[HN Gopher] TPU v4 provides exaFLOPS-scale ML with efficiency gains
       ___________________________________________________________________
        
       TPU v4 provides exaFLOPS-scale ML with efficiency gains
        
       Author : zekrioca
       Score  : 53 points
       Date   : 2023-04-05 20:52 UTC (2 hours ago)
        
 (HTM) web link (cloud.google.com)
 (TXT) w3m dump (cloud.google.com)
        
       | reaperman wrote:
       | I am very impressed with what Google has done for the state of
       | machine learning infrastructure. I'm looking forward to future
       | models based on OpenXLA which can run between Nvidia, Apple
       | Silicon, and google's TPU's. My main limiter to using TPU more
       | often is model compatibility. The TPU hardware is clearly the
       | very best, just not always cost-effective for those of us who are
       | starved of available engineering hours. OpenXLA may fix this if
       | it lives up to its promise.
       | 
       | That said, it's also incredible how fast things move in this
       | space:
       | 
       | > Midjourney, one of the leading text-to-image AI startups, have
       | been using Cloud TPU v4 to train their state-of-the-art model,
       | coincidentally also called "version four".
       | 
       | Midjourney is already on v5 as of the date of publication of this
       | press release.
        
       | xiphias2 wrote:
       | ,,Midjourney, one of the leading text-to-image AI startups, have
       | been using Cloud TPU v4 to train their state-of-the-art model,
       | coincidentally also called "version four''
       | 
       | This sounds quite bad in a press release when Midjourney is at
       | v5. Why did they move away?
        
         | sebzim4500 wrote:
         | Sounds like they are just out of date, it is possible MJv5 was
         | also trained on TPUs.
        
       | obblekk wrote:
       | This is very impressive technology and engineering.
       | 
       | However, I remain a bit skeptical of the business case for TPUs
       | for 3 core reasons:
       | 
       | 1) 100000x lower unit production volume than GPUs means higher
       | unit costs
       | 
       | 2) Slow iteration cycle - these TPUv4 were launched in 2020.

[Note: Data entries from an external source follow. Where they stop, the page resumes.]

PR #394, opened 2023-10-04
Refactor switch

DTCurrie:
Another one from playing with prime-core. This removes the `label` from the switch markup so it doesn't conflict with the label styles and so it can be used with the label features. It also updates the annotations to be editable with slots, and removes the redundant `readonly` prop. Also removes the `tooltip` prop since a `Tooltip` can be used inside the label.

Putting this up after a first pass to get some opinions on it, but using this felt closer to other prime-core components when I was using them in RC. That was the main reason for the change.


ethanlook (approved):
🚀

packages/core/src/lib/__tests__/switch.spec.ts
```diff
@@ -48,12 +34,22 @@ describe('Switch', () => {
   });
 
   it('Renders annotated switch', async () => {
-    render(Switch, { variant: 'annotated' });
+    render(Switch, { annotated: true });
+
+    expect(screen.getByText('Off')).toBeVisible();
+
+    await fireEvent.click(screen.getByRole('switch'));
```
mcous, line 41: [Nit, improvement opportunity]: can we swap userEvent in here?

packages/core/src/lib/switch.svelte
```diff
@@ -1,132 +1,101 @@
...
+      bind:checked={on}
+    />
+  </div>
 
-    {#if variant === 'annotated'}
-      <p class="text-sm">{on ? 'on' : 'off'}</p>
-    {/if}
-  </button>
-</label>
+  {#if annotated}
```
mcous, line 92: [Nit]: This `annotated` feels unnecessary if the caller explicitly passes `on` or `off`, can we throw a slot check in here?

```suggestion
  {#if annotated || $$slots.on || $$slots.off }
```

mcous (approved):

PR #395, opened 2023-10-04
APP-2839: adjust context menu for floating usage

mcous:
This PR makes some changes to the `<ContextMenu>` and friends that are necessary to get a well-behaved floating menu.

Menu:
- Add an `id` prop to the menu, so the button that opens it can set `aria-controls`
- Switch to `width: max-content` rather than `xs` (let me know if you think this should simply be removed)

Items:
- Remove the `select` event in favor of simply forwarding `on:click`
- Remove the `label` prop in favor of simply taking a `<slot />`

Our keyboard navigation of the context menu is "wrong" according to [WAI](https://www.w3.org/WAI/ARIA/apg/patterns/menubar/), but it's a bit of a can of worms, so this PR does not make any attempt to address it.

Please check out the test and storybook changes and keep an eye out for an accompanying app PR


packages/core/src/lib/context-menu/context-menu.svelte
```diff
@@ -14,15 +14,18 @@ A simple list menu with items, usually appears on click.
...
 let extraClasses: cx.Argument = '';
 export { extraClasses as cx };
 </script>
 
 <div
+  {id}
   role="menu"
   class={cx(
-    'max-w-xs border border-medium py-1 shadow-sm filter-none',
+    'border border-medium bg-white py-1 shadow-sm filter-none',
```
ehhong, line 28: thanks for adding this!

ehhong (approved):
these changes look good to me! i thought we were going to add the floating menu to `prime-core` as well? see discussion here https://viaminc.slack.com/archives/C03LCAHM2TT/p1695915470656869

ethanlook (approved):
🚀

ethanlook (approved):

mcous:
> i thought we were going to add the floating menu to prime-core as well?

Oh hm, I misremembered. I will move the app PR into a new Prime PR, accordingly!

PR #399, opened 2023-10-06
APP-2839: add simple floating context menu component

mcous:
Check out the Playground to see the component in action. I don't necessarily _love_ the API, but I think this is about as far as I can take it without actually seeing it in action.

It also doesn't feel like `floating-ui` is super necessary at this stage, but it was how it was implemented in Vue so 🤷


ehhong:
code looks good to me! from manually testing in the playground:
- for the floating menu example, the context menu should close after clicking "Close menu" (the control slot)
- [q] would there be any way to add minor changes to the floating position with this interface? for example, if i want the menu to float just a bit more below the control slot, can i include additive style changes?

packages/core/src/lib/context-menu/__tests__/floating-menu.spec.ts
```diff
@@ -0,0 +1,82 @@
...
+import { writable } from 'svelte/store';
+
+import Subject from './floating-menu.spec.svelte';
+
+describe('<FloatingMenu> component', () => {
+  let user: ReturnType<typeof userEvent.setup>;
+
+  beforeEach(() => {
+    user = userEvent.setup();
+  });
```
ethanlook, line 13: Nice, we should broadcast this

ethanlook (approved):
Do you mind adding example usage to the storybook as well? Thanks!

ehhong:
changes look great, thanks so much!! last thing -- should the context menu close when an item is clicked? or can/should that be controlled by the parent element?

mcous:
@ehhong good catch, I exposed a quick `closeMenu` slot prop so that the parent can wire up a close action to each item's `on:click` handler. I don't think this is a great API, but it'll allow us to wire it up so we can see it all in action before coming up with something better

ehhong (approved):
lgtm!! thanks again for taking this on 🎊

       | Maybe Google publishes one gen behind, but that would still be a
       | 2-3 year iteration cycle from v3 to v4.
       | 
       | 3) Constant multiple advantage over GPUs - maybe 5-10x compute
       | advantage over off the shelf GPU, and that number isn't
       | increasing with each generation.
       | 
       | It's cool to get that 5-10x performance over GPUs, but that's
       | 4.5yrs of Moore's Law, and might already be offset today due to
       | unit cost advantages.
       | 
       | If the TPU architecture did something to allow fundamentally
       | faster transistor density scaling, it's advantage over GPUs would
       | increase each year and become unbeatable. But based on the TPUv3
       | to TPUv4 perf improvement over 3 years, it doesn't seem so.
       | 
       | Apple's competing approach seems a bit more promising from a
       | business perspective. The M1 unifies memory reducing the time
       | commitment required to move data and switch between CPU and GPU
       | processing. This allows advances in GPUs to continue scaling
       | independently, while decreasing the user experience cost of using
       | GPUs.
       | 
       | Apple's version also seems to scale from 8GB RAM to 128GB meaning
       | the same fundamental process can be used at high volume,
       | achieving a low unit cost.
       | 
       | Are there other interesting hardware for ML approaches out there?
        
         | sliken wrote:
         | > 100000x lower unit production volume than GPUs means higher
         | unit costs
         | 
         | Two points. Nvidia's RTX 3000 series (3060 Ti, 3080, and many
         | other flavors) ships 6 or more flavors per generation. The
         | related silicon has names like the GA102, GA103, GA104, GA106,
         | and GA107. So only 1/6th of the consumer market for Nvidia
         | silicon can be amortized over any single design.
         | 
         | I wouldn't be at all surprised to see Google making the TPUs by
         | the million. I found a vague reference to 9 exaflops and single
         | facilities (one of many) costing $4 billion to $8 billion.
         | 
         | So I wouldn't assume that the consumer GPU market/number of
         | silicon designs is 100,000 times larger than the TPUv4 market.
         | 
         | > Slow iteration cycle
         | 
         | True. Then again generations make much less difference than
         | they used to. Gone are the days where even after a multiple
         | generations that average performance increases by 2x. Sure
         | nvidia's 4000 series claims 2x ... on raytracing. But normal
         | game performance seems to be more like 15%. Sure various
         | trickery like DLSS helps, but similar tricks are increasing the
         | performance of older cards as well. Similarly apple's a14 ->
         | a15 -> a16 (or m1 -> m2 if you prefer) chips have had modest
         | performance increases and mostly have increases in perf/watt.
         | 
         | > 4.5yrs of Moore's Law
         | 
         | It's dead Jim.
        
           | pclmulqdq wrote:
           | I believe that Nvidia uses the same chip from A16 up to the
           | A100, and maybe for some of the Quadro chips. That easily
           | puts the unit count into the several millions.
           | 
           | The picture in this article shows 8 racks with (according to
           | the paper on arxiv) has 16 TPU sleds each, 4 TPUs per sled.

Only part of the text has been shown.